According to Bloomberg, the next Apple Watch will come equipped with a new sensor that will measure variations in blood pressure. A successor slated for arrival in 2025 could measure the exact systolic and diastolic blood pressure values.

To start, it seems Apple is taking a cautious approach. The feature has reportedly been in development for around a decade now, per a Bloomberg investigation, but it seems like the 2024 Apple Watch will finally offer the capability to buyers.

The idea here is that the watch will look for any abnormal fluctuations in blood pressure and will accordingly inform users. Think of it like an early warning, which a person can then share with their doctor to see if they are at risk of any serious issues.

Blood pressure sensing would apparently follow the same kind of early warning pattern as AFib detection on Apple Watches capable of electrocardiogram (ECG) sensing. Apple won’t be the first to the party, though.

Blood pressure measurement on Samsung Galaxy Watch 5.

Xiaomi recently launched the Xiaomi Watch H1, which is capable of blood pressure measurement using a micropump array fitted inside the strap. The company has even received the Food and Drug Administration approval for it as a Class II medical device. Samsung also offers a blood pressure measurement ability on the Galaxy Watch 6. The Huawei Watch D was the first to offer this feature on a mass-market device.

Interestingly, Apple also explored a band-based approach similar to that of Xiaomi and Huawei. Bloomberg claims that Apple was once testing a blood pressure sensor fitted inside the strap without the need for inflating it. It was reportedly the brainchild of famed former Apple designer Jony Ive.

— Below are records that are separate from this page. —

PR #491, opened 2019-05-18
add yarn pnp support

lroling8350:
I am using yarns new [PnP](https://yarnpkg.com/en/docs/pnp) node resolution. Unfortunately husky does not work with PnP because it starts node without pnp resolution. This PR is a simple way on install to detect that pnp is enabled by requiring pnpapi. If it exists add the --require to the pnp file as NODE_OPTIONS to be picked up by node.

### DIFF
--- a/src/installer/__tests__/__snapshots__/getScript.ts.snap
+++ b/src/installer/__tests__/__snapshots__/getScript.ts.snap
@@ -35,6 +35,7 @@ if [ -f \\"$scriptPath\\" ]; then
     debug \\"source ~/.huskyrc\\"
     . ~/.huskyrc
   fi
+  
   node_modules/run-node/run-node \\"$scriptPath\\" $hookName \\"$gitParams\\"
 else
   echo \\"Can't find Husky, skipping $hookName hook\\"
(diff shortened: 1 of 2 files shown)


lroling8350:
I wanted to write some additional unit tests but i can't for the life of me figure out how to mock the require.resolve function.

typicode:
Hi @lroling8350,

Thanks for the PR.

There seems to be a `NODE_OPTIONS`  set by yarn. It can be seen by adding a `preinstall`  hook for example in `package.json`:

```json
"scripts": {
  "preinstall": "printenv"
}
```

```sh
yarn --pnp
```

I suppose it could be used when generating husky script (https://github.com/typicode/husky/blob/master/src/installer/getScript.ts#L71)

Something like:

```js
const nodeOptions = /* ... */ process.env.NODE_OPTIONS

NODE_OPTIONS=${nodeOptions} $[node} ...
```

The env could then be mocked.

lroling8350:
Ahhh, that would be a smart way to allow for testing.

My one concern would be if other NODE_OPTIONS are added by the user which would then be added the created hook. This could lead to either options that shouldn't exist during calls or duplicates which could cause errors.

In the code you've provided, it's also not account for node_options the user may want to pass in as they are overwritten with NODE_OPTIONS. 

I'm think to improving testing I can actually separate out the function checking for yarn pnp in a way that can be mocked.

arcanis:
Oh interesting, I missed this PR! 😮 I've just pushed #511 which would make the whole process go through Yarn. I think it's the best option, as it gives all latitude to the package manager to decide how to setup the environment to run the dependencies.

“The company prototyped watch straps with sensors that gather data from the underside of the wrist and researched both a bed-mounted sleep tracker and a nightstand device with sensors to monitor users overnight before pushing the technology into the watch itself,” the Bloomberg report stated.

Also on tap is the ability to detect signs of disorders such as sleep apnea. The Apple Watch already offers a pretty comprehensive sleep analysis system, but it doesn’t delve into the realm of medical assistance for serious sleep issues.

Apple Watch Series 8 showing sleep tracking results.
Apple Watch Series 8 Joe Maring / Digital Trends

According to Bloomberg, the sleep apnea detection system will rely on sleep as well as breath patterns to look out for signs of breath apnea. It’s not a proper diagnosis, but a broad estimation. Based on what it infers from the data, the upcoming Apple Watch will accordingly suggest users visit a doctor.

According to the American Academy of Sleep Medicine, approximately 5.9 million American adults are diagnosed with obstructive sleep apnea (OSA), while nearly 23.5 million remain undiagnosed. The cost of diagnosed OSA runs around $2,100 per person, while for an undiagnosed case, it is estimated to reach over $6,300 for each individual.

Apple has a chance to capitalize on this health gap with its characteristically smooth execution, similar to the way it implemented features like AFib detection and fall detection.